Ruckus came from show parents. he is 19-20 inches tall, 41lbs. he is not fat, but very heavy boned. These people who showed LOVED the heavier boned shelties, but it is sooo hard to keep them in size when you breed for thicker bones/head


----------



## LittleFr0g (Jun 11, 2007)

Found some pictures of Sandy (his full name was Dynique's Sandstorm). I still miss that guy. 



















And his full sister Mandy (didn't choose the name, lol) She had the same parents but was born a year after Sandy. She had such a sad story.

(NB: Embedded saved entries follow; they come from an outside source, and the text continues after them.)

PR #79, opened 2017-09-21
add links to log file and fasta file

cdebourcy:


app/models/sample.rb
```diff
@@ -59,6 +59,16 @@ def sample_output_s3_path
     "s3://#{SAMPLES_BUCKET_NAME}/#{sample_path}/results"
   end
 
+  def sample_annotated_fasta_url
+    file_base_name = "taxids.rapsearch2.filter.deuterostomes.taxids.gsnapl.unmapped.bowtie2.lzw.cdhitdup.priceseqfilter.unmapped.star.fasta"
```
yunfangjuan: Move this to the CONSTANTS section on the top and upper case it.

app/models/sample.rb
```diff
@@ -59,6 +59,16 @@ def sample_output_s3_path
...
+    "https://s3.console.aws.amazon.com/s3/object/#{SAMPLES_BUCKET_NAME}/#{sample_path}/results/#{file_base_name}"
+  end
+
+  def sample_log_url
+    file_base_name = "log.txt"
```
yunfangjuan: same as above.

PR #87, opened 2017-09-26
Default background

cdebourcy:


app/controllers/reports_controller.rb
```diff
@@ -35,6 +35,7 @@ def edit
   # POST /reports.json
   def create
     @report = Report.new(report_params)
+    @report.background = Background.find(1) unless @report.background
```
yunfangjuan: This is a bit dangerous. 
You can implement a function called
Background.default
and where you specify the name for it and find_by. 
harcoding find(1) is not good.

app/controllers/reports_controller.rb
```diff
@@ -43,23 +44,9 @@ def create
...
-        else
-          normalized_bg_count = 0
-        end
-        sum += normalized_bg_count
-        sum_sq += normalized_bg_count**2
-        n += 1
-      end
-      mean = sum.to_f / n
-      stdev = Math.sqrt((sum_sq.to_f - sum**2 / n) / (n - 1))
+      summary = @report.background.summarize.detect {|s| s[:tax_id] == taxon_count.tax_id and s[:count_type] == taxon_count.count_type}
```
yunfangjuan: it's probably a lot faster to join the backgrounds with the taxon_counts table directly.

app/models/background.rb
```diff
@@ -7,4 +7,37 @@ class Background < ApplicationRecord
   def validate_size
     errors.add(:base, "Need to select at least 2 pipeline runs.") if pipeline_outputs.size < 2
   end
+
+  def summarize
```
yunfangjuan: again. i think it's better to do this through database calculation. This would be slow for a direct query.

app/controllers/reports_controller.rb
```diff
@@ -35,38 +35,16 @@ def edit
...
-                   end
-      @report.taxon_zscores.new(a)
+    unless Background.find_by(name: "default") || @report.background
+      raise "No background specified and background 'default' does not exist"
     end
+    @report.background = Background.find_by(name: "default") unless @report.background
+    total_reads = @report.pipeline_output.total_reads
+    summary = @report.background.summarize
+    data = @report.pipeline_output.taxon_counts.map { |h| h.attributes.merge(norm_count: h["count"] / total_reads.to_f) }
+    data_and_background = (data + summary).group_by { |h| [h["tax_id"], h["tax_level"], h["name"], h["count_type"]] }.map { |_k, v| v.reduce(:merge) }
```
yunfangjuan: wouldn't you get a bunch of records without norm_count if there's no count for the pipeline output?  In that case, I believe you don't need to generate the z_score for those.

app/models/background.rb
boris-dimitrov: how does one run a SQL query from this magical place?

cdebourcy: check out for example the latest version of app/models/background.rb!

PR #97, opened 2017-09-28
fix rounding error

cdebourcy:
Report generation was failing due to a rounding error leading to sqrt of a negative number


app/controllers/reports_controller.rb
```diff
@@ -106,6 +106,8 @@ def compute_rpm(count, total_reads)
   def compute_zscore(count, mean, stdev)
     if count && mean
       (count - mean) / stdev
+    elsif count
+      Float::MAX
```
yunfangjuan: I think we should have a discussion with Joe on this when there's no observation on background.

cdebourcy: agree

PR #98, opened 2017-09-28
Add index choice

cdebourcy:


app/models/sample.rb
```diff
@@ -75,6 +75,7 @@ def pipeline_command
     script_name = File.basename(IdSeqPipeline::S3_SCRIPT_LOC)
     batch_command = "aws s3 cp #{IdSeqPipeline::S3_SCRIPT_LOC} .; chmod 755 #{script_name}; " \
       "INPUT_BUCKET=#{sample_input_s3_path} OUTPUT_BUCKET=#{sample_output_s3_path} " \
+      "STAR_GENOME=#{s3_star_index_path} BOWTIE2_GENOME=#{s3_bowtie2_index_path} " \
```
yunfangjuan: this can be a problem if user doesn't specify it. I think you will only add this in when the index paths are set

db/migrate/20170928215837_add_star_index_path_to_sample.rb
```diff
@@ -0,0 +1,5 @@
+class AddStarIndexPathToSample < ActiveRecord::Migration[5.1]
+  def change
+    add_column :samples, :s3_star_index_path, :text
```
yunfangjuan: seems overkill to generate two migrations for this. You can just put both of these lines to one migration.

app/models/sample.rb
cdebourcy: Isn't that problem dealt with in aws_batch/pipeline.py? There's a default in the pipeline. So far we've never set some of the other ENV variables (e.g. SAMPLE_SEQUENCER) and it always worked, so probably won't cause failure?

PR #99, opened 2017-09-28
Put the user creation/update behind login

yunfangjuan:


app/models/user.rb
```diff
@@ -1,8 +1,8 @@
 class User < ApplicationRecord
   acts_as_token_authenticatable
   # Include default devise modules. Others available are:
-  # :confirmable, :lockable, :timeoutable and :omniauthable
-  devise :database_authenticatable, :registerable,
-         :recoverable, :rememberable, :trackable, :validatable
+  # :confirmable, :lockable, :timeoutable and :omniauthable, :registerable
```
boris-dimitrov: Can't find info on the interwebs what "registerable" means.

config/initializers/devise.rb
```diff
@@ -245,7 +245,7 @@
   # config.navigational_formats = ['*/*', :html]
 
   # The default HTTP method used to sign out a resource. Default is :delete.
-  config.sign_out_via = :delete
+  config.sign_out_via = :get
```
boris-dimitrov: Is this where bad requests get redirected somehow?

config/routes.rb
```diff
@@ -5,9 +5,7 @@
   resources :reports
   resources :pipeline_outputs
   devise_for :users
-  resources :samples do
-    get :insert, on: :collection
-  end
```
boris-dimitrov: and similarly i don't know what this does

app/models/user.rb
ryanking: registerable -> https://github.com/plataformatec/devise/blob/master/lib/devise/models/registerable.rb

config/initializers/devise.rb
ryanking: i don't think this is a good idea. GET for anything that mutates seems bad.

yunfangjuan: i guess so. what's the best way to sign out through a link directly on chrome?

config/routes.rb
yunfangjuan: insert no longer exists

app/models/user.rb
yunfangjuan: i disable that so people don't just go to the sign up page and signup for an account.

boris-dimitrov: How do you create user accounts?

In particular, if I check out this branch and pull the dev db, will I be locked out?

boris-dimitrov: I am guessing the way this will work is that we manually insert user entries in the SQL DB and then the user follows the "i forgot my password" link to reset it?

yunfangjuan: we will manually enter one through "rails c" and i will enable inviteable so you can invite people if necessary.

config/initializers/devise.rb
yunfangjuan: ok never mind. there's always simple rest client. I will change it back.

PR #100, opened 2017-09-28
support alpha environment

ryanking:


bin/deploy
```diff
@@ -70,7 +69,7 @@ def run_task(client, cluster, service, task_revision, container, command)
   puts "  logs -> #{log_url(REGION, LOG_GROUP, TASK_NAME, CONTAINER_NAME, task_id)}"
 
   loop do
-    resp2 = client.describe_tasks(cluster: CLUSTER, tasks: [migrate_task_arn])
+    resp2 = client.describe_tasks(cluster: cluster, tasks: [migrate_task_arn])
```
yunfangjuan: where is cluster defined?

ryanking: it is a param to this method

PR #102, opened 2017-09-28
Fix report more

cdebourcy:


app/controllers/reports_controller.rb
```diff
@@ -103,11 +103,11 @@ def compute_rpm(count, total_reads)
     end
   end
 
-  def compute_zscore(count, mean, stdev)
-    if count && mean
-      (count - mean) / stdev
-    elsif count
-      Float::MAX
+  def compute_zscore(rpm, mean, stdev)
+    if rpm && mean
```
yunfangjuan: isn't checking  stdev more intuitive than mean? since you are checking for divide by zero

app/controllers/reports_controller.rb
```diff
@@ -39,9 +39,9 @@ def create
     raise "No background specified and background #{Background::DEFAULT_BACKGROUND_MODEL_NAME} does not exist" unless @report.background
     total_reads = @report.pipeline_output.total_reads
     summary = @report.background.summarize
-    data = @report.pipeline_output.taxon_counts.map { |h| h.attributes.merge(norm_count: h["count"] / total_reads.to_f) }
```
yunfangjuan: I think all the logic here probably should be moved to Report model. But you can do that in the next refactoring.

app/controllers/reports_controller.rb
cdebourcy: agree

app/controllers/reports_controller.rb
cdebourcy: agree

PR #105, opened 2017-09-29
Feature/newclientdevelop

sadelokiki:
Add Pagination to Pipelineoutputs page


app/controllers/home_controller.rb
```diff
@@ -1,11 +1,7 @@
 class HomeController < ApplicationController
   def home
-    @users = User.all
-    @projects = Project.all
-    @samples = Sample.all
     @output_data = {}
-
-    @pipeline_outputs = PipelineOutput.order("created_at DESC")
+    @pipeline_outputs = PipelineOutput.order("created_at DESC").paginate(page: params[:page], per_page: 6)
```
yunfangjuan: maybe we can not hardcode the 6 but put it a constant somewhere? SAMPLES_PER_PAGE = 20? 
Also I think the right logic should be getting the most recent pipeline output for each sample, so you don't display more than one pipeline output per sample. 
Otherwise it looks good.

sadelokiki: oh okay!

I had wanted her desperately as a puppy, but the parents said no. ( I was 12 at the time) The breeder sold her to what she thought was a great family, interviewed them, did everything a great breeder does, but found out a year later that they had lied and were actually a puppy mill!  She got her back, and gave her to me. It took us a year to get her trust fully, but she was a really great dog.


----------



## sagira (Nov 5, 2009)

We had the runt of the litter, a sweet little girl who was only 12 inches tall. I also know another Sheltie who's 13 inches tall.


----------



## Laurelin (Nov 2, 2006)

sagira said:


> We had the runt of the litter, a sweet little girl who was only 12 inches tall. I also know another Sheltie who's 13 inches tall.


My other two were 14 inches. One was only 18 lbs. They vary a lot. Ours were 35 lbs, 25 lbs, and 18 lbs. All gorgeous. Such good dogs too.

I miss having shelties.


----------



## Sheltie:) (Mar 20, 2010)

Hi,

Thank you all for all your responses AND beautiful pics. As soon as I figure out how to post them I will.

SO if Judah was that big at 4 months how may more inches or pounds can i expect him to grow? Do they peak at a certain age like 1 year? I think he won't get his full coat til about 2? 

If we lived in the country I would get him another Sheltie from the same breeder. They are the most amazing dogs. Wish we eould have had one long ago. BUT, the cats dissagree, Judah spends most of his day trying to herd my Maine **** and he just can't like being herded by a puppy!


----------



## ruckusluvr (Sep 20, 2009)

Ruckus did not stop growing coat until he was 3. and he continued to fill out until he was about 18 months old.

Ruckus nearly double his weight and grew about 5 inches from the age 4 months to 1 1/2 yrs old. All shelties are diffrent. I bet your guy will be about 18 inches tall, maybe around 35 lbs.

but like I said. all dogs grow differntly.


----------



## Sheltie:) (Mar 20, 2010)

Here r some pics of Judah

First at 6 weeks, then at 8 weeks, 14 weeks and 16 weeks.

He is a Sable Merle and just the moxt beautiful honey blonde because of the Merle. As you can imagine we have alot of pics of this Big boy. We aslo search the web often to see what other Shelties look like. What a beautiful breed.


----------